Background: Polymorphisms in adrenergic signaling affect the molecular function of adrenergic receptors and related proteins. The β1 adrenergic receptor (ADRB1) Arg389Gly, G-protein receptor kinase type 5 (GRK5) Gln41Leu, G-protein β-3 subunit (GNB3) 825 C/T, and α2c deletion affect adrenergic tone, impact heart failure outcomes and differ in prevalence by ethnicity. Their combined effect within black cohorts remains unknown.
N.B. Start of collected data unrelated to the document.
PR #4015, opened 2025-10-07
fix(analytics): Persist endpoint route to Posthog in Playground

jischein:
Make sure we track which endpoint users hit when using the Playground.


dannysheridan:
testing plan: try it in prod!

PR #1604, opened 2022-06-29
Update links for Angel Island-Tiburon Ferry Company

evansiroky:
# Description

Angel Island-Tiburon Ferry Company published data for their ferry company on MTC 511. This PR adds the URLs for this respective feed.

## Type of change

- [ ] New feature
- [ ] Documentation
- [x] agencies.yml

## How has this been tested?

Confirmed with agency, downloaded locally.

### DIFF
--- a/airflow/data/agencies.yml
+++ b/airflow/data/agencies.yml
@@ -1575,10 +1575,10 @@ santa-rosa-citybus:
 angel-island-tiburon-ferry-company:
   agency_name: Angel Island-Tiburon Ferry Company
   feeds:
-    - gtfs_schedule_url: http://data.trilliumtransit.com/gtfs/bayareaferries-ca-us/bayareaferries-ca-us.zip
-      gtfs_rt_vehicle_positions_url: null
-      gtfs_rt_service_alerts_url: null
-      gtfs_rt_trip_updates_url: null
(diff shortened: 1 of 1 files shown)


lauriemerrell (approved):
Thanks @evansiroky -- before merging, I just wanted to confirm that it looks like we are keeping the Trillium Bay Area Ferries link in `agencies.yml` for the `Blue and Gold Fleet` (ITP ID `41`). I just want to confirm that that is correct?

I also think that this would be related to some potentially complicated Airtable updates -- right now there is just one entry that is combined between a bunch of ferries. I can add this to the Airtable TODO doc if appropriate.

evansiroky:
> Thanks @evansiroky -- before merging, I just wanted to confirm that it looks like we are keeping the Trillium Bay Area Ferries link in `agencies.yml` for the `Blue and Gold Fleet` (ITP ID `41`). I just want to confirm that that is correct?
> 
> I also think that this would be related to some potentially complicated Airtable updates -- right now there is just one entry that is combined between a bunch of ferries. I can add this to the Airtable TODO doc if appropriate.

Yes, the Angel Island - Tiburon Ferry has split out from the old expired Trillium feed and is now listed as its own agency exclusively within the MTC feed. I'll update airtable to reflect this.

PR #1611, opened 2022-06-30
Update AVTA URL

evansiroky:
# Description

Updates the AVTA URL to a new URL that is on their website. (See https://www.avta.com/gtfs.php).

## Type of change

- [ ] New feature
- [ ] Documentation
- [x] agencies.yml

## How has this been tested?

Received communication to use the URL found on the referenced page, downloaded locally.

### DIFF
--- a/airflow/data/agencies.yml
+++ b/airflow/data/agencies.yml
@@ -49,7 +49,7 @@ amtrak:
 antelope-valley-transit-authority:
   agency_name: Antelope Valley Transit Authority
   feeds:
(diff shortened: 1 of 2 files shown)


atvaccaro (approved):
lgtm, I re-triggered the failed action

evansiroky:
I have updated the PR with the URL noted on their website. I didn't do it at first because the feed at that URL was expired at first. After clarifying this with staff at the transit agency, they have fixed the issue so we can now move forward with this GTFS Schedule URL.

lauriemerrell (approved):

PR #1623, opened 2022-07-08
re-add RT limits

atvaccaro:


lauriemerrell (approved):
lgtm, talked about this offline with Andrew. We agreed on 1gb limit because we think throughput issues have been addressed so restarts may help again. We think setting request memory param is not directly applicable but doesn't hurt us.

Issue #1387, opened 2022-04-15
Dashboard modification request: filter out gtfs datasets based on deprecated data in agencies.yml vs airtable dashboard


evansiroky:
## User Story

*As a* transit data quality analyst using the [agencies.yml URLs vs airtable URIs dashboard](https://dashboards.calitp.org/dashboard/58-agencies-yml-urls-vs-airtable-uris),
*I want to* know which gtfs datasets in airtable have been deprecated,
*so that* I can make sure the agencies.yml file is up-to-date

## Acceptance criteria

*Given* data from the airtable gtfs datasets table
  *and* data of the agencies.yml file
*When* data is compared to determine what URIs exist in airtable that are missing in the agencies.ym file
*Then* only those records from the gtfs datasets that are not marked as deprecated should be considered

### Context

In the [agencies.yml URLs vs airtable URIs dashboard](https://dashboards.calitp.org/dashboard/58-agencies-yml-urls-vs-airtable-uris), all questions in the section `URIs in airtable gtfs datasets table that are not in agencies.yml` should be edited to filter out gtfs dataset records that are marked as deprecated.

This issue depends on #1343.

lauriemerrell:
Reopening until Metabase connection for this data is restored

lauriemerrell:
Re-closing now that v2 dashboard is once again available.

PR #1625, opened 2022-07-08
Airtable dbt mart initial work

### LINKED ISSUE #1159: Transit Technology Stacks

### LINKED ISSUE #1343: Airtable: Extract the new `deprecated date` field for GTFS datasets to warehouse
Per [this Slack post](https://cal-itp.slack.com/archives/C014Q6G3VCJ/p1649289639285859), we have a new `deprecated date` field in the GTFS Datasets Airtable data that should make it to the warehouse because it informs what data is valid at what times.

### LINKED ISSUE #1487: New airtable view: organizations + gtfs_service_data
### **Is your feature request related to a problem? Please describe.**
To compliment the `GTFS Agency-Use Reference` document in progress, I think a new airtable view should be created to compliment that resource and allow analysts to easily access data supporting that definition use-case.

### **Describe the solution you'd like**
A new view from airtable called something like `views.airtable_california_transit_organizations_x_gtfs_service_data_`, which includes a join of the following from airtable:

**table**: `gtfs_service_data`
* services (rename = 'mobility_service')
* agency_id
* network_id
* route_id
* category
* dataset_type
* gtfs_dataset

**table**: `organzations`
* name (rename = 'organization_name')
* mobility_services_managed (rename = 'mobility_service')
  * **This needs to be unnested**

### **Describe alternatives you've considered**
Describing in the docs how analysts can isolate that data themselves. But seeing as that would still require changes to the codebase to complete I believe it is worthwhile to just spin up a new view.

### Additional context
**Direction provided by E:**
> Provider’s service represented in GTFS = sum of “primary” gtfs-service relationships where service is managed by that provider

**Destination table preview (with changed column names)**:
Screen Shot 2022-05-09 at 1 21 23 PM

**Preview agency-use reference docs [DRAFT]**:
[What is an agency?](https://data-infra-1430--cal-itp-previews.netlify.app/warehouse/what_is_agency.html) preview document

### LINKED ISSUE #1630: Request for additional airtable data availability in metabaes
**Is your feature request related to a problem? Please describe.**

As a transit data quality analyst, I want to be able to view information about which operators are assessed and other relevant information.

**Describe the solution you'd like**

I would like the following additional fields from airtable available to use in metabase:

`organizations.website`
`services.operating_counties`
`services.funding_sources`
`gtfs_datasets.deprecated_date`

I would also like a new table `funding programs`. 
`funding programs.program`
`funding programs.funding_program_id`
`funding program.category`

I would also like to be able to link data from services to data in funding programs.

However, with `funding programs` and `services`, if I can merely use the value of `funding programs.program` inside a field within `services` that is an array instead of doing a big join across tables, then that would perhaps work even better.

**Describe alternatives you've considered**

Doing stuff with Jupyter notebooks.

lauriemerrell:
Only remaining TODO (shouldn't block PR review): checking legacy Airtable usage in Metabase.

# Description

This enables the tables in the `mart_transit_database` BQ dataset / dbt schema. Specifically, it creates new tables with data extracted from the Transit Tech Stacks Airtable base (#1159) and refactors the California Transit base data, creating new `dim_<thing>` tables. 

At this stage, the only existing data not migrated into the new format are a few mapping tables that I do not believe are used (ex. organizations <--> services operated). All the relevant data is available in staging tables, so if we need to re-create these, we can do so easily.

* Resolves #1159 
* Resolves #1343 (and thus unblocks #1387)
* Resolves #1487 
* Resolves #1630  

Also contains a few updates authored by @atvaccaro to change the dbt failure handling in the dbt run Airflow task -- specifically, to stop a failure within dbt (like a single table erroring) from stopping the docs from being updated, and to change the dependency on the dbt test task so that it will run as long as the prior task *finishes* (as opposed to *succeeds*). 

**New question for @atvaccaro: any concern with merging `legacy_airtable` as a source? I committed by accident (overzealous select), not sure if it's worth pulling it out of this PR given that there are still followups -- #1626.)** 

_After merge, I will need to re-create the existing agencies.yml / Airtable comparison Metabase dashboard to use these new warehouse tables instead of the old ones. I will do this as soon as the PR merges and the new tables run in the prod warehouse. Once that is done we can turn off the old Airtable pipeline (#1626)._

## Type of change

- [x] New feature
- [ ] Documentation
- [ ] agencies.yml

## How has this been tested? 

`dbt run` & `dbt test`; confirmed all issues are unrelated to this work (ex. in GTFS schedule pipeline)

## Screenshots (optional)

**Resolved Questions for reviewers (specifically @atvaccaro):** 
* ~Do we think that mapping tables for many to many relationships (where the only columns are `key1`, `key2`, `name1`, and `name2`) need to have a separate primary key column defined? Their primary key currently is the composite of `key1` and `key2`. We can make a dedicated `key` column but it just feels like overkill to me, because you would only ever join with these via the existing keys.~
   * Resolved: no synthetic key for bridge tables
* ~How do we feel about using the `map_` naming convention? And specifically how do we feel about it for `services x products`, which has other columns? In this PR I am a bit inconsistent with `dim_provider_gtfs_data` as a dimensional table and `map_services_x_products` as a `map_`. `gtfs_service_data` is a mapping table that's defined in Airtable so I left that as a dimension but maybe we would want to do something else.~
    *  Resolved: using `bridge_` naming per Kimball


warehouse/models/mart/transit_database/_mart_transit_database.yml
```diff
@@ -9,10 +9,26 @@ models:
...
     description: '{{ doc("contracts_table") }}'
     columns:
       - *key
+      - name: contract_holder_organization_key
+        tests:
+          - relationships:
+             to: ref('dim_organizations')
+             field: key
+        meta:
+          metabase.semantic_type: type/FK
```
atvaccaro, line 24: I think dbt-metabase will already handle FKs based on relationships tests, so this is redundant

same in other places

warehouse/models/mart/transit_database/_mart_transit_database.yml
```diff
@@ -9,10 +9,26 @@ models:
         tests: &primary_key_tests
           - not_null
           - unique
+        meta:
+          metabase.semantic_type: type/PK
```
atvaccaro, line 13: I wonder if we should alter dbt-metabase to flag PKs based on not-null and unique tests existing?

warehouse/models/staging/transit_database/base/_base_transit_database.yml
```diff
@@ -1,7 +1,7 @@
 version: 2
 
 models:
-  - name: int_tts_services_ct_services_map
+  - name: base_tts_services_ct_services_map
```
atvaccaro, line 4: I don't think you can use multiple combination_of_columns keys under the same unique_combination_of_columns test; the YAML spec is to ignore dupes IIRC

warehouse/models/mart/transit_database/dim_service_components.sql
```diff
@@ -0,0 +1,68 @@
...
+        calitp_extracted_at
+    FROM latest
+),
+
+unique_service_components AS (
+    SELECT
+        * EXCEPT(rank)
+    FROM ranked_service_components
+    WHERE rank = 1
+),
```
atvaccaro, line 41: nice, apparently bigquery does support QUALIFY now, could use that here

https://cloud.google.com/bigquery/docs/reference/standard-sql/query-syntax#qualify_clause

warehouse/models/mart/transit_database/dim_properties_and_features.sql
```diff
@@ -1,7 +1,10 @@
 {{ config(materialized='table') }}
 
-WITH stg_transit_database__properties_and_features AS (
-    SELECT * FROM {{ ref('stg_transit_database__properties_and_features') }}
+WITH latest AS (
+    {{ get_latest_dense_rank(
```
atvaccaro, line 4: do these not need a partition-by?

warehouse/models/mart/transit_database/dim_contract_attachments.sql
```diff
@@ -1,18 +1,22 @@
 {{ config(materialized='table') }}
 
-WITH stg_transit_database__contracts AS (
-    SELECT * FROM {{ ref('stg_transit_database__contracts') }}
+WITH latest AS (
```
atvaccaro, line 3: nit: I think aliasing all of these latest CTEs with `latest` is a tad confusing but don't have to change now

I think something like `latest_contracts` would be clearer?

warehouse/models/mart/transit_database/dim_provider_gtfs_data.sql
```diff
@@ -0,0 +1,66 @@
...
+        AND osm.calitp_extracted_at = gsd.calitp_extracted_at
+    LEFT JOIN dim_gtfs_datasets AS gd
+        ON gsd.gtfs_dataset_key = gd.key
+        AND gsd.calitp_extracted_at = gd.calitp_extracted_at
+    WHERE gsd.category = "primary"
+),
+
+dim_provider_service_gtfs AS (
+    SELECT
+        {{ farm_surrogate_key(['organization_key', 'COALESCE(service_key,"_")', 'COALESCE(gtfs_service_data_key,"_")', 'COALESCE(gtfs_dataset_key,"_")']) }} AS key,
```
atvaccaro, line 49: nit: we could probably put this coalesce in the macro itself

atvaccaro:
> New question for @atvaccaro: any concern with merging `legacy_airtable` as a source? I committed by accident (overzealous select), not sure if it's worth pulling it out of this PR given that there are still followups -- #1626.)

I think it's fine. We can remove when we do 1626.

warehouse/models/mart/transit_database/dim_service_components.sql
lauriemerrell: awesome, updated: https://github.com/cal-itp/data-infra/pull/1625/commits/411d021ffabac2eeec92992bc0785b5908c6a8c3

warehouse/models/mart/transit_database/dim_properties_and_features.sql
lauriemerrell: Nope! I added the partition-by in this PR to support the get-latest-by-date operation where you partition by date and get the latest timestamp. But because we do that operation in the staging table, we just need to get everything from the latest date in the mart tables. 

But this did make me realize that time is just a string, I will need to cast it to make sure that sorting is correect, will do that

warehouse/models/mart/transit_database/_mart_transit_database.yml
atvaccaro: nope

warehouse/models/mart/transit_database/dim_contract_attachments.sql
lauriemerrell: ✅ https://github.com/cal-itp/data-infra/pull/1625/commits/d157f6f46ccd0be1ae446e6daf46a5887da79a66

warehouse/models/mart/transit_database/dim_provider_gtfs_data.sql
lauriemerrell: ✅ https://github.com/cal-itp/data-infra/pull/1625/commits/6c22784018b1faa1608ec4d48ece969c09a451b8

PR #1639, opened 2022-07-18
Expand GTFS schedule data published to CKAN

atvaccaro:
# Description

Adds additional CKAN IDs for the GTFS Schedule data set. Also updates dictionary and rounds lat/lon to 5 digits as required by the open data portal precision guidelines.

Resolves https://github.com/cal-itp/data-infra/issues/284

## Type of change

- [x] New feature
- [ ] Documentation
- [ ] agencies.yml

## How has this been tested?
Running locally for now.


tiffanychu90 (approved):
We can leave this for now, `4m` instead of putting it into `decimal degrees units`. They might come back with that tweak, but I can't find the exact language that it needs to be in that.

https://github.com/cal-itp/data-infra/blob/704a026e85737171e5acb85158cee0a119b993e5/warehouse/scripts/publish.py#L269-L270=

Methods and Results:We analyzed subjects from the African American Heart Failure Trial (A-HeFT) by assessing event-free survival, quality of life, and gene coinheritance. Significant coinheritance effects on survival included GRK5 Leu41 among subjects coinheriting GNB3 825 C alleles (n = 166, 90.4% vs 69.0%, p < 0.001). By contrast, the impact of ADRB1 Arg389Arg genotype was magnified among subjects with GNB3 825 TT genotype (n = 181, 66.3% vs 85.7%, p = 0.002). The lack of the α2c deletion (i.e., insertion) led to a greater impact of the ARG389Arg genotype (n = 289, 76.4% vs86.1%, p = 0.007).
Conclusions:Polymorphisms in adrenergic signaling affects outcomes in black subjects with heart failure. Coinheritance patterns in genetic variation may help determine heart failure survival.